(Collected data)
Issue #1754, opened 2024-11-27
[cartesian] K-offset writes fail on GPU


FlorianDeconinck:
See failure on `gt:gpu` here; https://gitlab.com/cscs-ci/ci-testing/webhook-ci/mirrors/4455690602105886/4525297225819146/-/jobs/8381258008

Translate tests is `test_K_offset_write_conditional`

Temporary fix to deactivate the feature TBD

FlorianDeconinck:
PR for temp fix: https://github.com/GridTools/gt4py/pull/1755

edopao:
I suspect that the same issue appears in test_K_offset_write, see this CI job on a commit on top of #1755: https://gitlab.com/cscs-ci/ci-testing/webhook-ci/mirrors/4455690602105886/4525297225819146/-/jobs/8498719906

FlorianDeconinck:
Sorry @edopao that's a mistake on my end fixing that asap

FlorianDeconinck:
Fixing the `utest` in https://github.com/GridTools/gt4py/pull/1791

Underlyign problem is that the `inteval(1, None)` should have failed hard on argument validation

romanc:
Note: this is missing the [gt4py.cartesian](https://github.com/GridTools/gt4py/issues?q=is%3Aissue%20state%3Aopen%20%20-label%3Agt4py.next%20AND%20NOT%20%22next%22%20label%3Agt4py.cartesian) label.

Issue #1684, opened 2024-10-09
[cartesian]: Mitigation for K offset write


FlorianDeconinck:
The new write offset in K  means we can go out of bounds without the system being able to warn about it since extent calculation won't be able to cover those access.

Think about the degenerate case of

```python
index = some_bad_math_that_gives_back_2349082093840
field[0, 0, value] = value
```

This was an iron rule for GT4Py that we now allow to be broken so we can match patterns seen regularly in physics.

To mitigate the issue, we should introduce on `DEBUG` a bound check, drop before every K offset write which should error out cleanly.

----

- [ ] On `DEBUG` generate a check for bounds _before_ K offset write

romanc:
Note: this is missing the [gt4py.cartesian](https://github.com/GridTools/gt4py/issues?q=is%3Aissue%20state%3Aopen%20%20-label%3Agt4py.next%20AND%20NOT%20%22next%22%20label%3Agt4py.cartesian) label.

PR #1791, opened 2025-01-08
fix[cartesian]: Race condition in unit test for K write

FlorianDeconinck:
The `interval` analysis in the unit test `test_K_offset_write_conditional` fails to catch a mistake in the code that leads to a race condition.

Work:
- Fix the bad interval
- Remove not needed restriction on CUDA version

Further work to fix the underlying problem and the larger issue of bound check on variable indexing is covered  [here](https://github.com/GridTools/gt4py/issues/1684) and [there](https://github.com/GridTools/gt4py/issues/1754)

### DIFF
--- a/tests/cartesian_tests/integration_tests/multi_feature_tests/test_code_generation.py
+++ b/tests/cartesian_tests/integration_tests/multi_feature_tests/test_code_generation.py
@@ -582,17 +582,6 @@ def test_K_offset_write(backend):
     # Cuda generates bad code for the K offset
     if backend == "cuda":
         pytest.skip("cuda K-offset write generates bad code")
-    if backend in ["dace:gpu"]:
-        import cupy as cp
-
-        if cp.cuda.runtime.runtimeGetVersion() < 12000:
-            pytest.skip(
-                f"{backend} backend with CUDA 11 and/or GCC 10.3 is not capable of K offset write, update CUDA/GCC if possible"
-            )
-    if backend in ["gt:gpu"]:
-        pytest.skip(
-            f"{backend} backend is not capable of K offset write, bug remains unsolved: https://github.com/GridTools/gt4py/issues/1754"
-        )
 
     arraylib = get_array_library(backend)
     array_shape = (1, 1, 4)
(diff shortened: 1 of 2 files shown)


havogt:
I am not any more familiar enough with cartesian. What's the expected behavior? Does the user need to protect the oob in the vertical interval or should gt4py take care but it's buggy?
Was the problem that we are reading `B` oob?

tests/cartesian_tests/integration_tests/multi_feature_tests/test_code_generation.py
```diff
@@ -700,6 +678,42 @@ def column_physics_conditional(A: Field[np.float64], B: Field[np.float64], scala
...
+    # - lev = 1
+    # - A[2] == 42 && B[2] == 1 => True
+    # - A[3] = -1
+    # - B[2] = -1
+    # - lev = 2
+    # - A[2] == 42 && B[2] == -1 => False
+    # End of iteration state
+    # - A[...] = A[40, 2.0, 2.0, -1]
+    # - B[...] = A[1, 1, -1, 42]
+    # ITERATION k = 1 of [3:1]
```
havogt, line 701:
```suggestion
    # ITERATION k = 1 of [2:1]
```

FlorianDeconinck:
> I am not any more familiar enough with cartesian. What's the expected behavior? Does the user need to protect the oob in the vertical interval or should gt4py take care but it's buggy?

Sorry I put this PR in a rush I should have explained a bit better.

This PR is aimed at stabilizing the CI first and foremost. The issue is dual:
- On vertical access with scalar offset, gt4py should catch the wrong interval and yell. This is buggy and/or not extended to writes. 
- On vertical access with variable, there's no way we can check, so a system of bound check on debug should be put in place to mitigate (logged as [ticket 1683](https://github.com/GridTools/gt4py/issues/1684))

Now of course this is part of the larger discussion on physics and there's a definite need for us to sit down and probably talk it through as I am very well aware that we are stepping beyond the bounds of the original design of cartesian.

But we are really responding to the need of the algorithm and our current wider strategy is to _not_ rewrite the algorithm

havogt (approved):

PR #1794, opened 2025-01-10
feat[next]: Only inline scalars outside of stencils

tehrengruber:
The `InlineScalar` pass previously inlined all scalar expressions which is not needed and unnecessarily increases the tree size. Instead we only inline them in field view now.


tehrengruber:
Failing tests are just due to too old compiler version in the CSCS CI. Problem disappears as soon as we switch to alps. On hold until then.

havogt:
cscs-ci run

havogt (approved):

* PROBLEM DETAILS: Your task is to reproduce each entry exactly.

* ANSWER SECTION:
Issue #1754, opened 2024-11-27
[cartesian] K-offset writes fail on GPU


FlorianDeconinck:
See failure on `gt:gpu` here; https://gitlab.com/cscs-ci/ci-testing/webhook-ci/mirrors/4455690602105886/4525297225819146/-/jobs/8381258008

Translate tests is `test_K_offset_write_conditional`

Temporary fix to deactivate the feature TBD

FlorianDeconinck:
PR for temp fix: https://github.com/GridTools/gt4py/pull/1755

edopao:
I suspect that the same issue appears in test_K_offset_write, see this CI job on a commit on top of #1755: https://gitlab.com/cscs-ci/ci-testing/webhook-ci/mirrors/4455690602105886/4525297225819146/-/jobs/8498719906

FlorianDeconinck:
Sorry @edopao that's a mistake on my end fixing that asap

FlorianDeconinck:
Fixing the `utest` in https://github.com/GridTools/gt4py/pull/1791

Underlyign problem is that the `inteval(1, None)` should have failed hard on argument validation

romanc:
Note: this is missing the [gt4py.cartesian](https://github.com/GridTools/gt4py/issues?q=is%3Aissue%20state%3Aopen%20%20-label%3Agt4py.next%20AND%20NOT%20%22next%22%20label%3Agt4py.cartesian) label.

Issue #1684, opened 2024-10-09
[cartesian]: Mitigation for K offset write


FlorianDeconinck:
The new write offset in K  means we can go out of bounds without the system being able to warn about it since extent calculation won't be able to cover those access.

Think about the degenerate case of

```python
index = some_bad_math_that_gives_back_2349082093840
field[0, 0, value] = value
```

This was an iron rule for GT4Py that we now allow to be broken so we can match patterns seen regularly in physics.

To mitigate the issue, we should introduce on `DEBUG` a bound check, drop before every K offset write which should error out cleanly.

----

- [ ] On `DEBUG` generate a check for bounds _before_ K offset write

romanc:
Note: this is missing the [gt4py.cartesian](https://github.com/GridTools/gt4py/issues?q=is%3Aissue%20state%3Aopen%20%20-label%3Agt4py.next%20AND%20NOT%20%22next%22%20label%3Agt4py.cartesian) label.

PR #1791, opened 2025-01-08
fix[cartesian]: Race condition in unit test for K write

FlorianDeconinck:
The `interval` analysis in the unit test `test_K_offset_write_conditional` fails to catch a mistake in the code that leads to a race condition.

Work:
- Fix the bad interval
- Remove not needed restriction on CUDA version

Further work to fix the underlying problem and the larger issue of bound check on variable indexing is covered  [here](https://github.com/GridTools/gt4py/issues/1684) and [there](https://github.com/GridTools/gt4py/issues/1754)

### DIFF
--- a/tests/cartesian_tests/integration_tests/multi_feature_tests/test_code_generation.py
+++ b/tests/cartesian_tests/integration_tests/multi_feature_tests/test_code_generation.py
@@ -582,17 +582,6 @@ def test_K_offset_write(backend):
     # Cuda generates bad code for the K offset
     if backend == "cuda":
         pytest.skip("cuda K-offset write generates bad code")
-    if backend in ["dace:gpu"]:
-        import cupy as cp
-
-        if cp.cuda.runtime.runtimeGetVersion() < 12000:
-            pytest.skip(
-                f"{backend} backend with CUDA 11 and/or GCC 10.3 is not capable of K offset write, update CUDA/GCC if possible"
-            )
-    if backend in ["gt:gpu"]:
-        pytest.skip(
-            f"{backend} backend is not capable of K offset write, bug remains unsolved: https://github.com/GridTools/gt4py/issues/1754"
-        )
 
     arraylib = get_array_library(backend)
     array_shape = (1, 1, 4)
(diff shortened: 1 of 2 files shown)


havogt:
I am not any more familiar enough with cartesian. What's the expected behavior? Does the user need to protect the oob in the vertical interval or should gt4py take care but it's buggy?
Was the problem that we are reading `B` oob?

tests/cartesian_tests/integration_tests/multi_feature_tests/test_code_generation.py
```diff
@@ -700,6 +678,42 @@ def column_physics_conditional(A: Field[np.float64], B: Field[np.float64], scala
...
+    # - lev = 1
+    # - A[2] == 42 && B[2] == 1 => True
+    # - A[3] = -1
+    # - B[2] = -1
+    # - lev = 2
+    # - A[2] == 42 && B[2] == -1 => False
+    # End of iteration state
+    # - A[...] = A[40, 2.0, 2.0, -1]
+    # - B[...] = A[1, 1, -1, 42]
+    # ITERATION k = 1 of [3:1]
```
havogt, line 701:
```suggestion
    # ITERATION k = 1 of [2:1]
```

FlorianDeconinck:
> I am not any more familiar enough with cartesian. What's the expected behavior? Does the user need to protect the oob in the vertical interval or should gt4py take care but it's buggy?

Sorry I put this PR in a rush I should have explained a bit better.

This PR is aimed at stabilizing the CI first and foremost. The issue is dual:
- On vertical access with scalar offset, gt4py should catch the wrong interval and yell. This is buggy and/or not extended to writes. 
- On vertical access with variable, there's no way we can check, so a system of bound check on debug should be put in place to mitigate (logged as [ticket 1683](https://github.com/GridTools/gt4py/issues/1684))

Now of course this is part of the larger discussion on physics and there's a definite need for us to sit down and probably talk it through as I am very well aware that we are stepping beyond the bounds of the original design of cartesian.

But we are really responding to the need of the algorithm and our current wider strategy is to _not_ rewrite the algorithm

havogt (approved):

PR #1794, opened 2025-01-10
feat[next]: Only inline scalars outside of stencils

tehrengruber:
The `InlineScalar` pass previously inlined all scalar expressions which is not needed and unnecessarily increases the tree size. Instead we only inline them in field view now.


tehrengruber:
Failing tests are just due to too old compiler version in the CSCS CI. Problem disappears as soon as we switch to alps. On hold until then.

havogt:
cscs-ci run

havogt (approved):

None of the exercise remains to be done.